RetToAnalyze<-merge(weeklyReturn(EEM),weeklyReturn(IEF),weeklyReturn(IWM),weeklyReturn(GLD),weeklyReturn(SPY),weeklyReturn(EEMIWM))

colnames(RetToAnalyze)<-c(tckr,"EEMIWM")

assetsDendrogramPlot(as.timeSeries(RetToAnalyze))

assetsCorEigenPlot(as.timeSeries(RetToAnalyze))

mtext(“Source: Yahoo! Finance”,side=1,adj=0)

chart.Correlation(RetToAnalyze[,1:6,drop=F], main=”Correlation since 2005″)

mtext(“Source: Yahoo! Finance”,side=1,adj=0)

#get Rolling Correlations with IEF(bonds) and SPY(stocks)

corEEMIWMtoBonds<-runCor(RetToAnalyze[,6],RetToAnalyze[,2],25)

corEEMIWMtoStocks<-runCor(RetToAnalyze[,6],RetToAnalyze[,5],25)

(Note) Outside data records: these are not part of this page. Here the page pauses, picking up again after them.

Issue #18833, opened 2025-07-25
[Feature Request] IO optimizations in Search


abiesps:
### Is your feature request related to a problem? Please describe

We are proposing a roadmap item for opensearch query performance focused on IO characterstics of queries. 
Most deployments of opensearch uses SSD based storage devices where the IO latencies are really good. But there are use cases where we want to deploy opensearch on non-SSD based storage devices. And we have found that opensearch query performance really suffers in those cases. 

We ran an experiment by running Big5 workload on opensearch deployment with an underlying storage device with performance 3x of a regular SSD. And we found that on opensearch query performance on cold page cache shows a regression of 5x[?] verify these numbers with Sruti (even for a simple term query). 

We believe that there are ways to hide the IO latency of the underlying storage device so that it is not directly translated to query latency. To prove this, we performed a number of experiments to validate our hypothesis and tried to improve the performance of term query on big5 workload. 
And finally with all the optimizations, we were able to bring the query latencies of term query on slower storage device (with the optimization to be comparable) to latencies on SSDs (without the optimization).

Our high level proposal is to make sure that opensearch process is able to saturate the underlying resources(hopefully the CPU) when a query arrives or until we hit the critical chain limit (in cases of slower storage devices) .

In order to achieve this goal of improving cold start query latency, first and foremost, we need benchmarks that exercise the IO path for queries.

Next up, we will use the profiles on these benchmarks to identify opportunities of parallel and async IO.  Lucene already has some form of this implementation through prefetch and inter and intra segment concurrency. However,  these optimizations either don’t have complete coverage in terms of maximum IO parallelism or the defaults are tuned assuming that the data is available in page cache already.  

Third, we are also looking into implementing our own buffer pool with direct IO and io_uring to have more control on IO and memory management. We will instrument the page access path and optimize query path depending on access patterns and data locality.

### Describe the solution you'd like

In principle, we are proposing to make following changes in the opensearch. 

1. Benchmarking enhancement 
2. Non blocking IO and Buffer pool 
3. IO concurrency
4. Prefetching and per query optimizations
5. Fetch phase optimization

**Benchmarking enhancement**

For benchmarking enhancements, we have following proposals. 
1. Build cold start testing in opensearch-benchmarks.  
2. Opensearch benchmarks don’t have enough randomization to simulate an “average” case.  Basically we want to reproduce a scenario where there is a variation in query inputs (field name and values) along with the query types. This will relate more closely to an actual full text search customer workload.
[...]

PR #20446, opened 2026-01-21
[Draft] Optionally add virtual threads for search and index_searcher threadpools 

### LINKED ISSUE #18840: [Feature Request] Virtual thread support in OpenSearch

In continuation to discussion here (https://github.com/opensearch-project/OpenSearch/issues/18833). We have found from our experiments that virtual threads are imperative to achieve maximum io concurrency in opensearch. Virtual threads can also make the problem of statically combining segments into partition a bit simpler, we can also assign a single segment (or part of a segment) to an independent virtual thread. 

We are proposing to use virtual thread as an alternative to  searcher threadpool (and possibly search threadpool) to execute the queries. Virtual threads can also simplify the work assignment algorithms in intra and inter-segment concurrency.

### Related component

_No response_

_No response_

### Additional context

_No response_

peteralfonsi:
### Description
This PR adds an ExecutorService implementation which shares the logic of `ResizableExecutorBuilder`, but uses a virtual thread factory instead. If a feature flag is enabled, the search and index_searcher threadpools will use this implementation. When paired with io_uring, this lets us yield threads which are waiting for IO to complete, improving concurrency. 

The PR is still in a draft state. In particular, before merging I want to make more things dynamic (at least the threadpool max size count, and perhaps even whether we use virtual threads at all if this is possible), and most likely change the logic of the multiplier setting to instead set the default number of search and index_searcher threads to something like num_cpu + io_concurrency, and reduce the queue size from 1000 accordingly such that the sum of the max thread count and the queue size remains unchanged. 

We will also want to expose virtual thread scheduling stats from VirtualThreadSchedulerMXBean in some API, but this is currently in another branch (https://github.com/opensearch-project/OpenSearch/compare/main...peteralfonsi:OpenSearch:vthreads-api) as it may require some nasty reflection to get it to work and I want to see if we can do it more cleanly. 

I also have some test results (both functional and performance) which I will attach here before marking this as ready. 

### Related Issues
Resolves https://github.com/opensearch-project/OpenSearch/issues/18840, part of larger issue https://github.com/opensearch-project/OpenSearch/issues/18833

### Check List


reta:
@peteralfonsi I think we had many conversation regarding VTs (in OpenSearch and Lucene as well) in the past and general conclusion is that search threads use file I/O (reading segments) and JDK fileystem access is mostly blocking (JEP [1] also explicitly mentions that, VT are not helpful there). To your point, as far I know, OpenJDK does not support io_uring at the moment, so what are the benefits and where they are coming from? Thank you.

[1] https://openjdk.org/jeps/444

peteralfonsi:
@reta This is intended to go alongside an io_uring PR from @kaushalmahi12 (he's on vacation this week so he likely won't post it until next Monday, but his branch does have a functioning implementation). With both changes combined, we see pretty significant speedups of ~50% or so on various big5 OSB operations. 

I'm not sure about OpenJDK not supporting io_uring - maybe Kaushal or @abiesps could speak more to that?

abiesps:
Yes, this is correct @reta . In our past experiments we were able to validate that virtual threads alone doesn't provide a lot of benefits with regular file I/O in Java. Thats why we will use this along with iouring based File IO. 
We are developing IOuring based File I/O in a separate plugin in OpenSearch. Plugin will provide 'FileChannel' like apis which can be easily integrated into different flavours of IndexInputs that are used in lucene and OpenSearch.

msfroh:
This is really neat, but I'm on the same page as @reta about this going against advice from the Lucene community. Of course, that advice is based on Lucene's use of MMapDirectory or NIOFSDirectory. I'm assuming the new io_uring-based implementation must supply a different Directory implementation that returns a different flavor of IndexInput.

server/src/main/java/org/opensearch/threadpool/ThreadPool.java
```diff
@@ -173,17 +176,26 @@ public static ThreadPoolType fromType(String type) {
         }
     }
 
-    public static final Map<String, ThreadPoolType> THREAD_POOL_TYPES;
+    public static Map<String, ThreadPoolType> THREAD_POOL_TYPES;
```
andrross, line 179: We should find a way to solve the problem of deciding if virtual threads are allowed at runtime without making this a mutable static field.

andrross (commented):
> most likely change the logic of the multiplier setting to instead set the default number of search and index_searcher threads to something like num_cpu + io_concurrency

As I understand it, the general idea of virtual threads is that you don't want to set any fixed limit to how many can be created. They are very cheap to create. If they do minimal work and mostly block, then you generally don't want to set a cap for how many can be created. This is how `ExecutorService.newVirtualThreadPerTaskExecutor()` works.

PR #20449, opened 2026-01-21
Updating composite engine reference before translog recovery

raghuvanshraj:
### Description

### Related Issues

### Check List


server/src/main/java/org/opensearch/index/shard/IndexShard.java
```diff
@@ -5545,6 +5546,7 @@ public void close() throws IOException {
                 LocalCheckpointTracker::new,
                 TranslogEventListener.NOOP_TRANSLOG_EVENT_LISTENER
             );
+            oldCompositeEngine = currentCompositeEngineReference.getAndSet(newCompositeEngine);
```
ask-kamal-nayan, line 5549: Shall we also add it in try block so that even if some exception comes after setting the newCompositeEngine while translog Recovery and all, still we can close the old engine?

mgodwan (approved):

PR #20461, opened 2026-01-22
Fix CPU stall in geotile_grid aggregation (#20413)

### LINKED ISSUE #20413: [BUG] geotile_grid aggregation on LineString maxes out CPU and stalls cluster
### Describe the bug

When running a simple geotile_grid aggregation on a geoshape field that has been indexed with only a single document with a geojson LineString, we see that the query times out and the data node CPU jumps to a high value and stays that way indefinitely until the node is manually restarted.

### Related component

Search:Aggregations

### To Reproduce

Note 1: I have done this with an Amazon OpenSearch managed cluster but I have not tried to reproduce it locally.
Note 2: I originally saw the issue on a larger cluster with r7g.4xlarge data nodes even though the below steps mention a very small single-node cluster.
1. Create a new Amazon OpenSearch managed cluster with the following settings: 
    - Domain creation method - Standard Create
    - Templates - Dev/test
    - Availability Zones - 1-AZ without standby
    - Engine Version - 2.19
    - Number of Data Nodes - 1 r8g.large.search data node
2. Create an index with the following definition:
```py
opensearch.indices.create(
    index_name,
    {
        "settings": {
            "index.number_of_shards": 1,
            "index.number_of_replicas": 0
        },
        "mappings": {
            "properties": {
                "geolocation": {"type": "geo_shape"}
            }
        }
    },
)
```
3. Index a single document with the following data:
```py
document = {
    "geolocation": {
        "type": "LineString",
        "coordinates": [
            [120.69105000000002, -2.1092199999999366],
            [120.75767000000008, -2.159189999999967],
            [120.82192000000009, -2.1877399999999625],
        ]
    }
}
opensearch.index(index_name, document)
```
4. Run the following search query to verify the document was successfully indexed:
```py
query = {
    "size": 1,
    "timeout": "60s",
    "query": {
        "match_all": {}
    }
}

try:
    result = opensearch.search(index=index_name, body=query)
except RequestError as e:
    print(e)
    raise

print(json.dumps(result, indent=2))
```
5. Run the following query to reproduce the issue:
```py
query = {
    "size": 1,
    "timeout": "60s",
    "query": {
        "match_all": {}
    },
    "aggs": {
        "locations": {
            "geotile_grid": {
                "field": "geolocation",
                "precision": 29
            }
        }
    }
}

try:
    result = opensearch.search(index=index_name, body=query)
except RequestError as e:
    print(e)
    raise

print(json.dumps(result, indent=2))
```
6. Note that a TimeoutError occurs. Go to Amazon CloudWatch and plot the Data Node CPUUtilization metric. Note that the CPU has jumped to ~50% and stays there (this instance type has 2 vCPUs, so this is essentially one vCPU handling the single shard and getting maxed out).
7. monitor for a while and notice that the CPU never goes down. In addition running `POST /_tasks/_cancel` does not work. The only option we have found is to restart the node.

### Expected behavior

If this type of query is supported it should not bring down the cluster with only a single document. if it's not it should throw an error.

### Additional Details

**Plugins**
Default Amazon OpenSearch configuration as mentioned above.

 - OS: Linux - AWS Managed cluster

CodeItAlone:
PR Description
Issue Reference
Fixes #20413

Description
This PR resolves a significant performance issue where the geotile_grid aggregation causes a 100% CPU stall (unresponsive cluster) when processing complex geo_shape data (specifically LineString) at high precision levels (e.g., precision 29).

The root cause was identified as an unbounded computational loop in the aggregation logic. When a LineString crosses a large number of tiles at high zoom levels, the engine attempts to calculate and collect every single tile intersection on the main execution thread without any safety limits.

Changes
Implemented a Guard Clause: Added a safety threshold in GeoGridAggregator.java to check the valuesCount of a document before processing.

Early Exit Strategy: If a single document's tile count exceeds the defined limit of 10,000, the aggregator now skips that document and moves to the next, preventing the CPU from entering a long-running stall.

Circuit Breaker Logic: This approach acts as a localized circuit breaker to maintain cluster stability during "heavy" geographic queries.

Testing Performed
Unit Tests: Successfully ran modules:geo:test to ensure no regressions in geographic aggregation logic.

Targeted Testing: Verified the fix specifically using GeoTileGridAggregatorTests.

Manual Verification: Confirmed that queries with complex LineStrings that previously stalled the cluster now return successfully without high CPU overhead.

### DIFF
--- a/modules/geo/src/main/java/org/opensearch/geo/search/aggregations/bucket/geogrid/GeoGridAggregator.java
+++ b/modules/geo/src/main/java/org/opensearch/geo/search/aggregations/bucket/geogrid/GeoGridAggregator.java
@@ -31,6 +31,8 @@
 
 package org.opensearch.geo.search.aggregations.bucket.geogrid;
 
+import org.apache.logging.log4j.LogManager;
+import org.apache.logging.log4j.Logger;
 import org.apache.lucene.index.LeafReaderContext;
 import org.apache.lucene.index.SortedNumericDocValues;
 import org.apache.lucene.search.ScoreMode;
@@ -57,7 +59,9 @@ import java.util.Map;
  *
  * @opensearch.api
  */
+
 public abstract class GeoGridAggregator<T extends BaseGeoGrid> extends BucketsAggregator {
+    private static final Logger logger = LogManager.getLogger(GeoGridAggregator.class);
 
     protected final int requiredSize;
     protected final int shardSize;
@@ -94,13 +98,21 @@ public abstract class GeoGridAggregator<T extends BaseGeoGrid> extends BucketsAg
     public LeafBucketCollector getLeafCollector(LeafReaderContext ctx, final LeafBucketCollector sub) throws IOException {
         SortedNumericDocValues values = valuesSource.longValues(ctx);
         return new LeafBucketCollectorBase(sub, null) {
+            final int MAX_TILES_PER_DOCUMENT = 10000;
+
             @Override
             public void collect(int doc, long owningBucketOrd) throws IOException {
                 if (values.advanceExact(doc)) {
                     final int valuesCount = values.docValueCount();
 
+                    if (valuesCount > MAX_TILES_PER_DOCUMENT) {
+                        // Log a warning so the user knows why data is missing
+                        logger.warn("Skipping doc [{}] in aggregation [{}] due to excessive tiles: [{}]", doc, name, valuesCount);
+                        return;
+                    }
                     long previous = Long.MAX_VALUE;
                     for (int i = 0; i < valuesCount; ++i) {
+
                         final long val = values.nextValue();
                         if (previous != val || i == 0) {
                             long bucketOrdinal = bucketOrds.add(owningBucketOrd, val);


modules/geo/src/main/java/org/opensearch/geo/search/aggregations/bucket/geogrid/GeoGridAggregator.java
```diff
@@ -94,13 +98,21 @@ public ScoreMode scoreMode() {
...
+            final int MAX_TILES_PER_DOCUMENT = 10000;
+
             @Override
             public void collect(int doc, long owningBucketOrd) throws IOException {
                 if (values.advanceExact(doc)) {
                     final int valuesCount = values.docValueCount();
 
+                    if (valuesCount > MAX_TILES_PER_DOCUMENT) {
+                        // Log a warning so the user knows why data is missing
+                        logger.warn("Skipping doc [{}] in aggregation [{}] due to excessive tiles: [{}]", doc, name, valuesCount);
```
andrross, line 110: A user is unlikely to see the server-side logs. Instead they will see their query complete with no indication that they are getting incomplete/incorrect results.

andrross (commented):
The original issue (#20413) shows this issue can happen with a single document with a 3 coordinate line string. What about that case makes this so complex? (I'll note that I'm not an expert on the geo functionality)

The original issue also shows that the stuck query is not respecting the timeout/cancellation. That definitely appears to be a bug. If these queries can be long running, then they need to be cancel-able. Have you looked into fixing that?

andrross:
Closing due to lack of response. @CodeItAlone please reopen if you'd like to continue working on this.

chartSeries(EEMIWM,TA=”addBBands();addTA(corEEMIWMtoBonds);addTA(corEEMIWMtoStocks)”,theme=”white”)

mtext(“Source: Yahoo! Finance”,side=1,adj=0)

Disclosure: AS ALWAYS, THESE ARE MY OPINIONS AND THE FUTURE IS UNPREDICTABLE. CONDITIONS CHANGE AND I ADJUST POTENTIALLY WITHOUT DISCLOSURE ON THIS BLOG. YOU ARE ON YOUR OWN MAKING INVESTMENT DECISIONS, AND IN NO WAY AM I ADVISING YOU. I TAKE NO RESPONSIBILITY FOR YOUR GAINS OR LOSSES.